Collected data entries
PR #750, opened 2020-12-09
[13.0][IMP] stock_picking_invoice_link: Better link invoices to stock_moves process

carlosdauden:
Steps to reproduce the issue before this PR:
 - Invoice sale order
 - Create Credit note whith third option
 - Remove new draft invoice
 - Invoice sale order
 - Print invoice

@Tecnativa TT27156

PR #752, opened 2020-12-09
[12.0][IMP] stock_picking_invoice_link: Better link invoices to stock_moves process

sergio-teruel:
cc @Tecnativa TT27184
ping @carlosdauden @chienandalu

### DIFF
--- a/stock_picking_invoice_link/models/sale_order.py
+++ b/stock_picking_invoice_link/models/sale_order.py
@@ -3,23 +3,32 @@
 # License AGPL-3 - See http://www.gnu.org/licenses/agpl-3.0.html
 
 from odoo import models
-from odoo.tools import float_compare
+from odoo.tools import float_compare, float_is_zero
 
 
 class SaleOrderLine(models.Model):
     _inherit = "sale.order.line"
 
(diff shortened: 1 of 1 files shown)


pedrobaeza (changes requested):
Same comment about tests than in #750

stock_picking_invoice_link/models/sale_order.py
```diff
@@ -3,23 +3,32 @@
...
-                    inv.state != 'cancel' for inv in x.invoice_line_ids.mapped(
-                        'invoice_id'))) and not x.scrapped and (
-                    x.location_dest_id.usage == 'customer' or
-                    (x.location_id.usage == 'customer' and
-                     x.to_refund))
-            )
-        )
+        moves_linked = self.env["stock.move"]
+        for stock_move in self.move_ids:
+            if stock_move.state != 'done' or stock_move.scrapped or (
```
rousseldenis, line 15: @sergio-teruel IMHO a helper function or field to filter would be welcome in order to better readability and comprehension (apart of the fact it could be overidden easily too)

WHAT TO DO: Exact copies of the line containing "(diff shortened: 1 of 1 files shown)" and of every line after it through the end of the entries are all that should be output.

RESPONSE:
(diff shortened: 1 of 1 files shown)


pedrobaeza (changes requested):
Same comment about tests than in #750

stock_picking_invoice_link/models/sale_order.py
```diff
@@ -3,23 +3,32 @@
...
-                    inv.state != 'cancel' for inv in x.invoice_line_ids.mapped(
-                        'invoice_id'))) and not x.scrapped and (
-                    x.location_dest_id.usage == 'customer' or
-                    (x.location_id.usage == 'customer' and
-                     x.to_refund))
-            )
-        )
+        moves_linked = self.env["stock.move"]
+        for stock_move in self.move_ids:
+            if stock_move.state != 'done' or stock_move.scrapped or (
```
rousseldenis, line 15: @sergio-teruel IMHO a helper function or field to filter would be welcome in order to better readability and comprehension (apart of the fact it could be overidden easily too)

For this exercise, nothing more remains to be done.